**Exercise aim**
When the string "looks" is part of a line in the data below, report the whole line.

──────── Task material

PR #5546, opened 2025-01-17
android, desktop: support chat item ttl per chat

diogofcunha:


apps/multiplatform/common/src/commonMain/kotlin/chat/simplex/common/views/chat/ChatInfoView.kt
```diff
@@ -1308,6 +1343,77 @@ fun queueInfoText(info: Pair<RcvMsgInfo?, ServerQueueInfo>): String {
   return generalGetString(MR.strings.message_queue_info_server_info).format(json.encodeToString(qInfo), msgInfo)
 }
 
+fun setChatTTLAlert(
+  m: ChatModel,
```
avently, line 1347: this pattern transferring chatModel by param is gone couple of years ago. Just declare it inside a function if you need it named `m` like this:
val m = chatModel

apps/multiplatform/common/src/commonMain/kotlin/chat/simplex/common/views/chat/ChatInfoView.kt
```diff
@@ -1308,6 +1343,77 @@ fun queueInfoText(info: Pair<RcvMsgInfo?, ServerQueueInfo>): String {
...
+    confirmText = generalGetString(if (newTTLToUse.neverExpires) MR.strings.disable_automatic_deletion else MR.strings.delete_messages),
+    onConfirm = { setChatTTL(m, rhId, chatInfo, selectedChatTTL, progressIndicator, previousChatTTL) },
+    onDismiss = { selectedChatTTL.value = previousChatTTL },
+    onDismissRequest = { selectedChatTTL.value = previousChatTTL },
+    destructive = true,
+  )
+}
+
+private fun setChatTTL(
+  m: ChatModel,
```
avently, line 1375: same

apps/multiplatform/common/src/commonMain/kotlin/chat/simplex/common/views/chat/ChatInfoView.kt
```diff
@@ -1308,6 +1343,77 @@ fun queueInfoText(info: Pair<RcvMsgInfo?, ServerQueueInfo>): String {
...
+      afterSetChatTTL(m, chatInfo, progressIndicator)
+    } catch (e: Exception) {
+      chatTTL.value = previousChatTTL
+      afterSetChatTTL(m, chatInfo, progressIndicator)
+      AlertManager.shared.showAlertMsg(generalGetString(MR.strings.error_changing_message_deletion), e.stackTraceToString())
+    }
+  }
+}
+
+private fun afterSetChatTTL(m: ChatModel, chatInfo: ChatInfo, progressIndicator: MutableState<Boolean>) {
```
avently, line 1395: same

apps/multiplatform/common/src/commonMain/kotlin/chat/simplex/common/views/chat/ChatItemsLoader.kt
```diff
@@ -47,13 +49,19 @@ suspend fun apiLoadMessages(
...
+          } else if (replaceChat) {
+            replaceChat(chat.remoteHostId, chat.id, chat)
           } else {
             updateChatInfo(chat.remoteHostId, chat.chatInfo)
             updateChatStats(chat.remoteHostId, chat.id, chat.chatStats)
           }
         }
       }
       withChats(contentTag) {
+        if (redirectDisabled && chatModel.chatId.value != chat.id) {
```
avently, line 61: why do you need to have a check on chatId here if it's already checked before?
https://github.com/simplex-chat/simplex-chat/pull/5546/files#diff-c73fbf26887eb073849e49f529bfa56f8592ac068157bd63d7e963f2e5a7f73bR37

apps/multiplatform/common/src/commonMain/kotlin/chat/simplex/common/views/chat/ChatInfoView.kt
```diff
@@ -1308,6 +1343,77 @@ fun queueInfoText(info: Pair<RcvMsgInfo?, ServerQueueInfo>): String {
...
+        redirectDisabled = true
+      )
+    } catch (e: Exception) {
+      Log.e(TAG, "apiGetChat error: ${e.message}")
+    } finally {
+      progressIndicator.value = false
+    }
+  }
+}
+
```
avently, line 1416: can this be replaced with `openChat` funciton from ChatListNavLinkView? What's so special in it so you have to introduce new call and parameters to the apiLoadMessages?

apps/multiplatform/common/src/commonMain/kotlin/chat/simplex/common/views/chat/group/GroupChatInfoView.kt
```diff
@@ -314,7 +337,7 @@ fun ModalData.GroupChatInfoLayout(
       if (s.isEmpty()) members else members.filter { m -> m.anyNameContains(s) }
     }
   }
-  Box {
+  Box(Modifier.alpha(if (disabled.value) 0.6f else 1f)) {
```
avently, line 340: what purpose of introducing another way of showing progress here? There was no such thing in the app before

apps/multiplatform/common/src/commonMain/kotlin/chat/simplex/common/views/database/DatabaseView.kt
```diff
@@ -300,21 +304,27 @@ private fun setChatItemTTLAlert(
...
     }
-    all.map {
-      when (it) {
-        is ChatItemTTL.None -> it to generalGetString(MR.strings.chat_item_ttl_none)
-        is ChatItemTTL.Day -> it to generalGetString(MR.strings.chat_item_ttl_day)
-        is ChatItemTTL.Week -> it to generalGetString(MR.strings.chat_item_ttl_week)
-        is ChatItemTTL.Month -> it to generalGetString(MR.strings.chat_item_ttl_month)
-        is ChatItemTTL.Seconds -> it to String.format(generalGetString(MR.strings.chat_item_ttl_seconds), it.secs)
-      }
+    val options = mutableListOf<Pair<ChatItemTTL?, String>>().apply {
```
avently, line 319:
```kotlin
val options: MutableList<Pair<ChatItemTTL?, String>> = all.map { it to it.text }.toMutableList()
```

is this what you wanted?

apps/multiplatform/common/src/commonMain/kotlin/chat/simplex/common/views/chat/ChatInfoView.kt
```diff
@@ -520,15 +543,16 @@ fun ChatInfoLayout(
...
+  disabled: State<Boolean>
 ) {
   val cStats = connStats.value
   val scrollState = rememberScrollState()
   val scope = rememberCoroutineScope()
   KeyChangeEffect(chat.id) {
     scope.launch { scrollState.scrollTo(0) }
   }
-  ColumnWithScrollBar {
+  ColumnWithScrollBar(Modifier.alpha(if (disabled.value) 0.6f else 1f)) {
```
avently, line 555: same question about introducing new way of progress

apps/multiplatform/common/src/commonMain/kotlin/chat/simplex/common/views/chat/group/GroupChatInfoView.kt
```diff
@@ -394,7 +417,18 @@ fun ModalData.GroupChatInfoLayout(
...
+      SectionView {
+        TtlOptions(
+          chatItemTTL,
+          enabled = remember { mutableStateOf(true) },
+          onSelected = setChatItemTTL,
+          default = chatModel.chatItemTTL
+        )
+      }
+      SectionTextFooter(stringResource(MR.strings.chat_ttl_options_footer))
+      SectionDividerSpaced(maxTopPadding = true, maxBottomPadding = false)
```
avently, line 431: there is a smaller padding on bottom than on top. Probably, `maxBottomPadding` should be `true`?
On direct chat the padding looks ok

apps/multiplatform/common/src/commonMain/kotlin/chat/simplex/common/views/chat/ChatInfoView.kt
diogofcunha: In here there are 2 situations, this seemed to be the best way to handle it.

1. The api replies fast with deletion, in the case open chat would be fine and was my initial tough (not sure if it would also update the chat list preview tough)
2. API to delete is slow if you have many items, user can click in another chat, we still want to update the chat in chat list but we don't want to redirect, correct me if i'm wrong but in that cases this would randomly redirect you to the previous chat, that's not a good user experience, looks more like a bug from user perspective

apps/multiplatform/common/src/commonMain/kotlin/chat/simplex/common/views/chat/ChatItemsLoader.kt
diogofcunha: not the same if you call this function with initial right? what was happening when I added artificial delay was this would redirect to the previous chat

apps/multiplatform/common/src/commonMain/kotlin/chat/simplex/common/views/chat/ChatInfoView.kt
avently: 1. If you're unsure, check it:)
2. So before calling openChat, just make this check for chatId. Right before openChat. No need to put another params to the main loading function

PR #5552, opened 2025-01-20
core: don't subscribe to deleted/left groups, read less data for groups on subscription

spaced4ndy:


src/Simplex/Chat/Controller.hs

────────────────

**Task output**
On direct chat the padding looks ok
2. API to delete is slow if you have many items, user can click in another chat, we still want to update the chat in chat list but we don't want to redirect, correct me if i'm wrong but in that cases this would randomly redirect you to the previous chat, that's not a good user experience, looks more like a bug from user perspective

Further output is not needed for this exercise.